Говорить правду, оказывается – утонченное удовольствие. Роберт подумал – а имеет ли значение тема?
– Что-то не так, Губернатор? – спросила напуганная секретарша.
На всем теле у него опять выступил пот. Он почувствовал слабость и боль. В глазах на какой-то момент потемнело. Он осознал, что все еще лежит в кровати. Грипп. Ему хуже.
– Я передумал, – сказал он слабым голосом. – Слушайте…
Секретарша стояла рядом с постелью, с блокнотом в руке.
– Позвоните опять Доктору Левайну, – сказал он, начиная паниковать. – Пожалуйста. Мне нужно с ним поговорить. Где рецепт, который он мне дал?
Она нарушила Третью Заповедь, добавив, —
– Вы бредите, сэр.
– Доктор. Доктор Левайн. Приведите мне доктора Левайна.
– Доктор Левайн, сэр? Кто это такой?
– Он мой врач, – сказал Роберт. Слишком слаб, чтобы рассердиться. – Да в конце концов! Он мой врач вот уже скоро лет пятнадцать! Он делает визиты. Что с вами…
– Вы имеете в виду доктора Шульца, сэр?
– Какой еще к черту Шульц? Вы на чьей стороне, вообще-то, а? Однопартийцы под меня копают? Доктор Левайн. Мне нужен доктор Левайн!

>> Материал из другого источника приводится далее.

PR #173, opened 2025-05-22
don't exit on close

aojea:
It is not a good practice for a library to unilaterally decide to terminate the entire program and, since it is imported, is super hard to debug for nri plugins authors that only see the program exit without any obvious reason.

Change-Id: Ic72612d4e8421a2eb301d33dda760765461929d7

### DIFF
--- a/pkg/stub/stub.go
+++ b/pkg/stub/stub.go
@@ -504,7 +504,7 @@ func (stub *stub) Run(ctx context.Context) error {
 
 	err = <-stub.srvErrC
 	if err == ttrpc.ErrServerClosed {
-		return nil
+		log.Infof(noCtx, "ttrpc server closed %s : %v", stub.Name(), err)
 	}
 
 	return err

– Сэр, – сказала секретарша. – Я могу посмотреть в справочнике.
– Вы пьяны? Вы же знаете, о ком я, – настаивал Роберт. – Он только что здесь был. Последние два чека не были обеспечены … Доктор Левайн. Толстый, глуповатого вида, светловолосый. Да что же это такое…
– Сэр, – сказала секретарша. – Последний раз доктор посещал вас шесть месяцев назад. Доктор Шульц. Хотите, я ему позвоню?
– Дайте мне мою записную книжку, – сказал Роберт. – Которая на письменном столе. В кабинете. Принесите.
Показ записи в книжке не сделает ее более компетентной, но Роберту просто хотелось доказать ей, что он прав. Наверное, он очень болен. В обычных обстоятельствах он считал предъявление доказательств ниже своего достоинства.